Stakeholder Engagement
For Customers
You have the right to:
- Understand how our AI systems work
- Configure AI behavior to meet your needs
- Provide feedback on AI performance
- Request human review of AI decisions
- Access documentation and support
How to engage:
- Email: ai-ethics@chatbar-ai.com
- Dashboard: Submit feedback via ChatBar AI Dashboard
- Support: Contact our support team for AI-related questions
For End Users (Your Customers)
ChatBar AI is designed to:
- Provide helpful, accurate responses
- Respect privacy (no personal data collection)
- Escalate to human support when needed
- Operate transparently (users know they’re talking to AI)
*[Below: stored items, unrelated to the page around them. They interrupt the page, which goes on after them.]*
PR #340, opened 2025-02-07
readme: Mention the f2c alternative written in Go

cristim:
I just heard about repomix, a while ago I built a very similar tool in Go for my own use cases (funnily started working on it 10 days before the repomix first commit), mainly focusing on the clipboard operation, which is particularly useful for interactive use.

I recently also updated it to make it aware of Go projects using the Go AST package, copying recursively all the function and type definition dependencies of a given Go function to the clipboard.

## Checklist

No, since this is just a readme change.

- [ ] Run `npm run test`
- [ ] Run `npm run lint`

### DIFF
--- a/README.md
+++ b/README.md
@@ -123,6 +123,8 @@ If you're using Python, you might want to check out `Gitingest`, which is better
 science workflows:
 https://github.com/cyclotruc/gitingest
 
+The [f2c](https://github.com/LeanerCloud/f2c) tool is a more lightweight alternative written in Go that only supports the clipboard, without generating files. For Go projects it supports recursively looking into the current Go package using the Go AST to copy only a function's dependencies to the clipboard.
+
 ## 📊 Usage
 
 To pack your entire repository:


yamadashy:
Hi @cristim,

Thank you for sharing about f2c! I appreciate you taking the time to contribute this information.

I want to clarify why we currently list only [Gitingest](https://github.com/cyclotruc/gitingest) in our Alternative Tools section. We've received many requests from Python users looking for a Python-based solution, while Gitingest users have been asking for a JavaScript/TypeScript alternative. This mutual need led us to establish a collaboration where we can each address these user requests by recommending each other's tools.

While f2c looks like an interesting tool with its own unique features around Go AST handling, I currently want to maintain this focused approach based on our users' specific needs. That said, I'm always open to discussing potential collaborations if you see similar complementary opportunities between our user bases!

Thanks again for the suggestion and for sharing your work!
It's great to see others building interesting tools in this space.

yamadashy:
Based on my previous explanation about our current focused approach, I'll be closing this PR.
Thank you again for sharing f2c with us!

Issue #12, opened 2021-05-10
C -> python interface for regions


MatthiasKohl:
I'm not sure whether this is related to issue #11 but it would be good to provide an easier interface to handle existing C-level data in python, in particular for regions, but possibly other objects, too.

In particular, if we have a handle to a region in C, it's difficult to create a corresponding `legate.core.legion.Region` object:
1. I believe there is no way right now to get the fields of a field space (this is simply lacking from Legion's C interface AFAICT)
2. The `legate.core.legion.FieldSpace` class would have to support being created with a handle, like the `Region` and `IndexSpace` classes atm

Without this, I'm not sure if/how you can use the `__legate_data_interface__`, unless you create the underlying C objects on the python side.

manopapad:
I have added support for initializing a `FieldSpace` object from an existing handle, it should be ready to use once https://gitlab.com/StanfordLegion/legion/-/merge_requests/387 and https://github.com/nv-legate/legate.core/pull/13 are merged. Please try it out once possible and let me know if these changes are sufficient.

manopapad:
One comment that came up during the review of the above changes is that the existing FieldSpace class assumes it's the only code that will be allocating fields in the managed field space, so passing it an externally-created field space handle is potentially unsafe. We might want to create a different class for this use-case.

How exactly are you getting the field space handle, and what do you want to do with it?

Why do you need to list the fields in the field space?

MatthiasKohl:
Sorry for the late response, I had an issue with the mail associated with this account.

> How exactly are you getting the field space handle, and what do you want to do with it?

It is created by a separate module in C++ which the python code doesn't have control over. But the python code should take ownership of that field space.

> Why do you need to list the fields in the field space?

I don't need this at all actually, but ultimately, I want to be able to obtain a `Region` object in python (which should work with legate.numpy) from a `LogicalRegion` object that was created by another module in C++ and that the python code is taking ownership of.

So the only functionality I need in python is that the region object should be compatible with the current `Region` object and the resources should be released when deleting the object.

lightsighter:
Sorry for the slow response on this. One dimension we should at least consider here is whether this could be improved by using Cython which is something we've been considering to improve our interfaces for calling from Python to C. It might make transitioning back and forth between C/C++ and Python in both directions easier as well.

MatthiasKohl:
I think Cython would be useful here if it allows to directly call the Legion C++ API.
[...]

PR #13, opened 2021-05-10
Support initializing FieldSpace from existing handle

manopapad:
Requires the changes at https://gitlab.com/StanfordLegion/legion/-/merge_requests/387 to first be merged into legate_stable.

### DIFF
--- a/legate/core/legion.py
+++ b/legate/core/legion.py
@@ -1005,7 +1005,7 @@ class IndexPartition(object):
 
 
 class FieldSpace(object):
-    def __init__(self, context, runtime, owned=True):
+    def __init__(self, context, runtime, handle=None, owned=True):
         """
         A FieldSpace wraps a `legion_field_space_t` in the Legion C API.
         It is used to represent the columns in a LogicalRegion. Users can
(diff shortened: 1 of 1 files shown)


legate/core/legion.py
```diff
@@ -1017,14 +1017,42 @@ def __init__(self, context, runtime, owned=True):
             The Legion context from get_legion_context()
         runtime : legion_runtime_t
             Handle for the Legion runtime from get_legion_runtime()
+        handle : legion_logical_region_t
+            Created handle for a logical region from a Legion C API call
```
lightsighter, line 1021: Created handle for a field space...

legate/core/legion.py
```diff
@@ -1017,14 +1017,42 @@ def __init__(self, context, runtime, owned=True):
             The Legion context from get_legion_context()
         runtime : legion_runtime_t
             Handle for the Legion runtime from get_legion_runtime()
+        handle : legion_logical_region_t
```
lightsighter, line 1020: legion_field_space_t

lightsighter (changes requested):

legate/core/legion.py
manopapad: fixed

legate/core/legion.py
manopapad: fixed

legate/core/legion.py
```diff
@@ -1017,14 +1017,42 @@ def __init__(self, context, runtime, owned=True):
...
+                fids,
+                num_fields,
+            )
+            for fid in fids:
+                self.fields[fid] = legion.legion_field_id_get_size(
+                    runtime,
+                    context,
+                    handle,
+                    fid,
+                )
```
lightsighter, line 1051: I feel like this code is actually unnecessary and potentially unsafe. It's not clear that we can actually add/use these fields to our data structure since we're not sure who or what made the fields. For certain we can't delete these fields at any time since we didn't make them. I would be in favor of just ignoring any fields already in the field space. We could also provide a way for the client to pass in an optional list of fields that are already in in the field space that we are going to take ownership for.

manopapad: The user whose request motivated this change (see https://github.com/nv-legate/legate.core/issues/12) only needs to initialize a `FieldSpace` object from a `legion_field_space_t` so he can use that on a `Region` constructor, and won't be querying the fields on this `FieldSpace`, or creating new fields. Therefore it was sufficient to simply disallow such operations on `FieldSpace`s created from a handle.

@lightsighter Take a look if you can and let me know if the changes make sense to you.

PR #31, opened 2021-08-04
When generating CI images, name them after the branch

marcinz:
We want images for branches as we need to match the core image to the library version we are using in CI.


marcinz:
Everything appears to be working in a pull request. I will merge now to check if everything is working correctly in push events as well.

PR #63, opened 2021-10-04
Improve support for incremental builds

manopapad:
Now `install.py --noclean` will work even if all outstanding changes are in header files, and it will automatically know to recompile downstream libraries when relevant core header files have changed.


magnatelee:
This looks good to me.

PR #68, opened 2021-10-12
Support attaching onto existing Stores + related cleanups

manopapad:


legate/core/runtime.py
```diff
@@ -1012,24 +983,8 @@ def create_output_region(self, fspace, fields):
             fields=fields,
         )
 
-    def attach_external_allocation(self, context, alloc, shape, dtype, share):
-        if not isinstance(alloc, ExternalAllocation):
```
magnatelee, line 1016: Do we still have this check somewhere in the code?

magnatelee (approved):

PR #69, opened 2021-10-14
Rearrange user flags

magnatelee:
This PR rearranges user flags for the launcher so that they come last in the command. This allows them to override the values chosen by the launcher.


manopapad:
Note that the `--no-interpreter` option won't work anymore with this change (this case depended on the user to provide an executable), so we should remove it.

magnatelee:
@manopapad good catch. I'm gonna remove that flag as well.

If you configure ChatBar AI to collect personal information:
- You are responsible for obtaining appropriate consent
- You must provide privacy notices to your users
- You must honor data subject rights requests
- You must comply with applicable privacy laws
For Regulators and Auditors
We welcome engagement with:
- Data protection authorities
- AI governance bodies
- Independent auditors
- Academic researchers
We can provide:
- Detailed documentation of AI governance practices
- Evidence of compliance with MAIG principles
- Security certifications and audit reports
- Incident response procedures and records
- Contact: compliance@chatbar-ai.com
Accountability and Contact
Responsible Parties
Overall AI Governance:
- Mistry, Chief Compliance Officer
Email: c.mistry@chatbar-ai.com
Technical Accountability:
Brod Justice, Co-Founder, CTO & Lead Full-Stack Developer
Email: brod.justice@chatbar-ai.com
AI Ethics Inquiries:
Email: ai-ethics@chatbar-ai.com
Response time: 5 business days
Security Incidents:
Email: security@chatbar-ai.com
Response time: 24 hours (1 hour for critical incidents)
Additional Resources
- Trust Centre: chatbar-ai.com/built-for-trust
- Privacy Policy: chatbar-ai.com/privacy
- Security Documentation: chatbar-ai.com/security
- Terms of Service: chatbar-ai.com/terms
External References:
- Singapore Model AI Governance Framework
- Model AI Governance Framework for Generative AI (2024)
- AI Verify Foundation
Document Version: 1.0
Last Updated: October 30, 2025
Next Review: January 30, 2026
Framework Alignment: Singapore Model AI Governance Framework (Second Edition, 2020) & Model AI Governance Framework for Generative AI (2024).
This Ethical AI Statement demonstrates ChatBar AI’s commitment to responsible AI development and deployment in accordance with Singapore’s Model AI Governance Framework. For binding contractual terms, please refer to your executed agreement with ChatBar AI Pte Ltd.